PR #4724, opened 2016-01-02
"views" in design documents take a map function

fivetanley:
Before, the above code caused couchDB to return an error http status code.

This is because the example map function was not in the "map" key in the design
document. Therefore Couch saved a view without a map function, aka the
`views` property when querying couch for the document showed just an empty
object.

### DIFF
--- a/docs/_includes/api/replication.html
+++ b/docs/_includes/api/replication.html
@@ -261,11 +261,13 @@ First `put()` a design document in the remote database:
 {
   _id: '_design/mydesign',
   views: {
-    myview: function (doc) {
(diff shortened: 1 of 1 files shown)


nolanlawson:
Thanks for the PR! This is a classic *ouchDB newb mistake, but it was probably me who put that error in the docs! :stuck_out_tongue: 

I canceled the build, since this is just a doc change and we have lots of open PRs. I also amended the PR to match our code style. Thanks for submitting!

nolanlawson:
b670a992eacae2559ef5a48749d74c241b184d4e

Issue #4494, opened 2015-10-21
Add more users to the "who's using us" page


nolanlawson:
Known projects/products:

* Plunkr 2 (unreleased) https://twitter.com/plnkrco/status/641436637512245249
* Drupal 8 Relaxed Web Services: https://www.drupal.org/project/relaxed
* Standard Analytics science.ai platform: http://www.standardanalytics.io/

Any others we're missing? I feel like the list hasn't been updated in awhile.

marten-de-vries:
I stumbled upon http://delta.octavore.com/ today, which lists PouchDB in its credits section.

daleharvey:
hospital.io

nolanlawson:
https://pokedex.org ;)

nolanlawson:
fixed by bd64d75d8e397e5199ee26bd0be424747929d0c6

PR #4725, opened 2016-01-02
(#4494) - Add some more users to PouchDB who's using page

nickcolley:
Re-orders so they're alphabetical order to remove bias.

Adds the following:
- Pokedex.org
- HospitalRun
- Delta

From @nolanlawson 's suggestions:

- Plunkr 2 - Not sure this is shipped so didn't include it yet.
- Drupal 8 Relaxed Web Services - Looked like they're boasting compatibility but it's not actually part of the tech stack?
- Standard Analytics science.ai platform - No evidence of usage so not sure how interesting or credible this is?


nolanlawson:
@nickcolley I learned about Standard Analytics' use of PouchDB from some folks who work there. Also they mentioned it in job postings (may not be available anymore though).

nolanlawson:
Halting the build because I don't think it needs a new build. Anyway, +1, will merge. :)

nolanlawson:
Fixed by bd64d75d8e397e5199ee26bd0be424747929d0c6. I also appreciate the alphabetical ordering of users (more fair). Thanks!

PR #4726, opened 2016-01-03
Website typography

nickcolley:
This has been bugging me for a while.

This PR addresses accessibility and performance for our users, refactoring for us as maintainers:
- Body font size is now 16px instead of 14px, headings are relative to this, they're better balanced now and should be easier to read, I've also adjusted the vertical rhythm according to this change.
- I've removed the two Google web fonts we were using 'Lato' and 'Open Sans' this will make initial render faster as the page will not be blocked waiting for the sizeable downloads to finish.
- Check the commits for refactoring etc

In terms of performance, it's actually a good improvement, (if you're interested) i've ran an audit on the current live site to demonstrate this:
http://www.webpagetest.org/result/160103_W1_3WP/

[image](http://www.webpagetest.org/video/compare.php?tests=160103_W1_3WP-r%3A1-c%3A0&thumbSize=200&ival=100&end=doc)

Notice how we reach first paint at 5.2s but only actually see text at 5.6s, (this is on a slow cellular connection in India) this would be better or worse depending on connection.

Using system fonts we'd always see content at the 5.2s mark, not having to wait for the fonts to download.

This is WIP, I want to review spacing and heading sizes at this point but wanted to get this up incase anyone wants to review at this stage :+1:

Will rebase when we get close to merging.

(Open these up on their own to see the correct resolution)

type-updates

type-updates-guide


nolanlawson:
:+1: this is a LOT more legible and I appreciate the speed boosts as well. BTW feel free to commit with `[skip ci]`, since website changes don't need to trigger a full Travis build.

Just let me know when you feel it's done, and I'll be happy to review/merge. :)

daleharvey:
I think the improvements to the spacing and sizing are great, however the default fonts really do not look great (in particular looking at `Guides` in the navigation). Wondering if we could improve this by loading system fonts immediately and switching to webfonts when they are loaded? (https://www.filamentgroup.com/lab/font-events.html)

nickcolley:
Can you show me a screenshot of what you're seeing? The navigation looks clear to me.

In terms of lazy-loading the fonts, it comes with many pitfalls so I'd rather avoid it if possible.

daleharvey:
I was picking 'Guides' out specifically just from the screenshots, it looks less bad on the live site for me but it seems fairly clear how much better Open Sans looks here than Helvetica to me. Given this is only an issue for first time page load I would like to have a chance to see what the tradeoff is with lazy loading, Ill try a patch for it

nickcolley:
I think the performance improvements are more important anything subjective, if you can say why it will be worse for the user that'd be a good start, otherwise I can't accept a patch based on 'less bad' if that makes sense?

nickcolley:
I'm not going to do any more changes on this branch, I think I'm happy for now.

daleharvey:
So I do not agree that objective improvements automatically trump subjective ones, typography is a huge part of design and at least to me the new type is a fairly is a pretty large regression. In particular the "Introduction to PouchDB" and the already mentioned navigation menu as well as the general kerning and aliasing. 

If this were a large and constant performance improvement for all users / page loads it would be pretty big, but its a .4 seconds improvement (absolute maximum is 3 seconds) on a slow connection that will only ever apply to the first page load and that makes it quite a minor improvement with significant drawbacks.

My concern is only with the font face change, how about we merge the spacing improvements + refactoring which are great changes and we can discuss the font-face change on its own? (ie see if https://www.filamentgroup.com/lab/font-events.html makes reasonable performance improvements or look at alternative solutions)

nolanlawson:
I'm happy to defer to @daleharvey if he has strong feelings on this; I am definitely not an expert on typography, although it does seem vaguely like the new version is more legible to me.

nickcolley:
I agree with @nolanlawson, wonder if this is specific to how it's rendering on specific OS/Browser.

I still believe that our users do not care about kerning but rather how fast the page loads, this does not mean I think typography is not important I just place performance above minor type differences.

That said, willing to split this up however the spacing adjustments I made included the change in font so I'll have to do this again with the previous font.

zaccolley:
I think you can argue both ways.

As this is a site you'll be spending a lot of time reading initially (such as the guides) you want that experience to be good so a better typeface is ideal.

For users who are quickly checking the docs as reference the performance might be helpful, but then wouldn't they have the web fonts cached? Perhaps they're on a train? 🚂 

Without some structured user testing it's mostly assumptions though.

zaccolley:
To be clear, in the first point I don't think it's cut and dry to assume that Lato(?) is more legible than Helvetica.

If it comes down to aesthetics and not readability does it matter?

tinyhippw:
Given the changes are so minor to the overall design, layout and legibility, and imo actually improve things the increase in performance for such little adverse affect elsewhere is pretty incredible, so +1

jrichmond5:
+1 Big improvement IMO

kephail:
I have to say I agree with @nickcolley on this one, I think the performance increase trumps the negligible difference the font makes to the overall design of the page.

ermouth:
@nickcolley Arial in Windows looks definitely awful, imo Segoe UI is way better. 

Also I couldn‘t reproduce those visually disproportionate (may I say ugly) `ncuaBD` glyphs applying Helvetica under both Mac OS and iOS. Whats OS did you use making screenshots? Mb there exist more visually nice and better kerned/hinted system font in that kind of systems?

nickcolley:
@ermouth I'm running Linux which has awful font rendering compared with other operating systems, you'll see some changes depending on what OS you're using for sure.

Issue #4728, opened 2016-01-03
Test node stable by default


daleharvey:
It seems sensible for stable to be the default, of course still test the older versions

nolanlawson:
fixed by https://github.com/pouchdb/pouchdb/pull/4729

PR #4729, opened 2016-01-03
(#4728) - Test node stable by default

daleharvey:


daleharvey:
I did a big run @ https://travis-ci.org/daleharvey/pouchdb/builds/99940530, no more intermittent than master

nolanlawson:
:+1: when green, makes sense to me

Issue #6510, opened 2017-05-18
The _changes feed being timed out due to lack of data causes the backoff function to be called


mjosephd:
### Issue
The issue is that the "_changes" feed being timed out due to lack of any new changes in the longpoll request the backoff function is getting called. As far as I know I only believed that hte backoff function gets called when an error happens to the "_changes" feed call. However timeout seems to also call the backoff function. Additionally a custom backoff function was used for testing and it was also called when the "_changes" call was timed out then as well.

The use case that this affects is the following
If a user leaves a device on for a couple of hours and for each "_changes" call there are no new changes the backoff function will get repeatedly called. And after some hours the when there is an actual change the user will need to wait upto 10 mins (I believe the defualt backoff function has a max limit of 10 minutes) to get the change, whereas the change should come instantly as soon as possible when it is available.

### Info
- Environment: Browser, but we are developing for a hybrid application
- Platform: Chrome for testing this issue, but again since hybrid will use the Chrome/Safari browser webview
- Adapter: default so far, Indexeddb
- Server: Couchdb for testing if the issue exists (however we noticed it on couchbase sync gateway originally which is what the app we are developing is using).

### Reproduce
1) Checkout todo sample app
2) Change CDN version to 6.2.0
3) Test change feed calling backoff function

![testing](https://cloud.githubusercontent.com/assets/422345/26193392/d668100a-3bd2-11e7-81f7-17edd96a4f6f.gif)

mjosephd:
@willholley just to clarify, this means I should consider that this functionality as an issue correct?
And the immediate remedy would be to put a custom backoff function?

mjosephd:
@willholley the current backoff function uses a random value. I remember reading somewhere it was said it was to avoid two requests being sent at the same time or something like that (couldn't find source). Would there be any implications of using a custom backoff function which returned 10 seconds as a hardcoded value (without any randomness selection logic and such)?

willholley:
@mjosephd only that PouchDB would continue to retry in the case of errors - I think that's an acceptable workaround. I'll try and look at why this is happening in this week.

mjosephd:
Also I forgot to test offline scenarios, what is the expected outcome of pouchdb being unable to do the "_changes" call, is it to call the backoff function or treat it as normal and not call the backoff function then.

willholley:
@mjosephd I believe it would call the backoff function if `retry: true` is specified.

willholley:
[...]

PR #6521, opened 2017-05-22
(#6510) - respect ajax timeout when fetching _changes

willholley:
PouchDB already has logic to create a buffer between the server side
timeout and the client timeout, providing a 5 second grace period
for the server to respond before the client will timeout. However, there
are some situations where this causes _changes to fail with a client
timeout. Specifically:

1. If the timeout is less than 5 seconds. Given the logic to add a 5
second grace period, we need the client request timeout to be at least
this.
2. If the heartbeat is specified that is greater than the client timeout.
If a heartbeat parameter is specified, Couch ignores any timeout parameter.

To handle (1), this commit adjusts the client side timeout to be at least 5
seconds. To handle (2), we make the client side timeout at least the heartbeat
value.


daleharvey:
These changes mostly look like good ideas to me but need the tests looked at, cheers

willholley:
@daleharvey apologies it took a while - coverage / tests now good.

PR #6527, opened 2017-05-25
feat: detect safari 10.1+ in IDB adapter

janl:
PR for https://github.com/pouchdb/pouchdb/pull/6173

### DIFF
--- a/packages/node_modules/pouchdb-adapter-idb/src/index.js
+++ b/packages/node_modules/pouchdb-adapter-idb/src/index.js
@@ -807,6 +807,15 @@ IdbPouch.valid = function () {
   var hasFetch = typeof fetch === 'function' &&
     fetch.toString().indexOf('[native code') !== -1;
 
+  // Safari > 10.1 has a good IDB implementation
+  // this check is valid until Safari version 19.99
+  // at which point I hope this is all refactoreed anyway
+  var isSafariWithGoodIDB = isSafari && (
+    /Version\/10.[1-9]{1,2}/.test(navigator.userAgent)
+    ||
+    /Version\/1[1-9].[0-9]{1,2}/.test(navigator.userAgent)
+  )
+
   // Safari <10.1 does not meet our requirements for IDB support (#5572)
   // since Safari 10.1 shipped with fetch, we can use that to detect it
   return (!isSafari || hasFetch) &&


packages/node_modules/pouchdb-adapter-idb/src/index.js
```diff
@@ -807,6 +807,15 @@ IdbPouch.valid = function () {
   var hasFetch = typeof fetch === 'function' &&
     fetch.toString().indexOf('[native code') !== -1;
 
+  // Safari > 10.1 has a good IDB implementation
+  // this check is valid until Safari version 19.99
```
mgol: 19.99? It only checks for some 10.x & 11.x versions.

packages/node_modules/pouchdb-adapter-idb/src/index.js
```diff
@@ -807,6 +807,15 @@ IdbPouch.valid = function () {
...
+  // at which point I hope this is all refactoreed anyway
+  var isSafariWithGoodIDB = isSafari && (
+    /Version\/10.[1-9]{1,2}/.test(navigator.userAgent)
+    ||
+    /Version\/11.[0-9]{1,2}/.test(navigator.userAgent)
```
mgol: Shouldn't it be `/Version\/1[1-9].[0-9]{1,2}/`?

janl: you’re right, good catch :)

fixing in next push

nolanlawson:
I feel my original PR (https://github.com/pouchdb/pouchdb/pull/6173) may be doing a better job of feature detection… Instead of UA-sniffing, I'm sniffing for `fetch()` which happens to coincide with the release of a decent IDB engine in Safari. This will also work for browsers based on WebKit that for whatever reason might not match the UA string. Feels safer to me.

janl:
Oh, then I misunderstood the issue you were raising.

janl:
@nolanlawson I thought you were asking for an addition to your PR about the version number (just because the build status is still red on the PR). If that’s wrong, what are the next steps here?

nolanlawson:
@janl I just looked at the build output for the most recent job, and the Safari UA is `10.0.1`. So unfortunately it seems SauceLabs has not updated Safari yet.

nolanlawson:
I'd prefer to wait for https://github.com/pouchdb/pouchdb/pull/6173 to pass although at this point we've waited so long for SauceLabs to add Safari 10.3+ support that maybe we should just test manually and then cross our fingers.

mgol:
@nolanlawson BrowserStack has Safari 10.1 & iOS 10.3 if that changes anything for you.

▶ [Task details] Through the line that contains "Re-orders so they're", copy the material above exactly, beginning at its first line and including nothing more.

▶ [Solution to the problem]
PR #4724, opened 2016-01-02
"views" in design documents take a map function

fivetanley:
Before, the above code caused couchDB to return an error http status code.

This is because the example map function was not in the "map" key in the design
document. Therefore Couch saved a view without a map function, aka the
`views` property when querying couch for the document showed just an empty
object.

### DIFF
--- a/docs/_includes/api/replication.html
+++ b/docs/_includes/api/replication.html
@@ -261,11 +261,13 @@ First `put()` a design document in the remote database:
 {
   _id: '_design/mydesign',
   views: {
-    myview: function (doc) {
(diff shortened: 1 of 1 files shown)


nolanlawson:
Thanks for the PR! This is a classic *ouchDB newb mistake, but it was probably me who put that error in the docs! :stuck_out_tongue: 

I canceled the build, since this is just a doc change and we have lots of open PRs. I also amended the PR to match our code style. Thanks for submitting!

nolanlawson:
b670a992eacae2559ef5a48749d74c241b184d4e

Issue #4494, opened 2015-10-21
Add more users to the "who's using us" page


nolanlawson:
Known projects/products:

* Plunkr 2 (unreleased) https://twitter.com/plnkrco/status/641436637512245249
* Drupal 8 Relaxed Web Services: https://www.drupal.org/project/relaxed
* Standard Analytics science.ai platform: http://www.standardanalytics.io/

Any others we're missing? I feel like the list hasn't been updated in awhile.

marten-de-vries:
I stumbled upon http://delta.octavore.com/ today, which lists PouchDB in its credits section.

daleharvey:
hospital.io

nolanlawson:
https://pokedex.org ;)

nolanlawson:
fixed by bd64d75d8e397e5199ee26bd0be424747929d0c6

PR #4725, opened 2016-01-02
(#4494) - Add some more users to PouchDB who's using page

nickcolley:
Re-orders so they're alphabetical order to remove bias.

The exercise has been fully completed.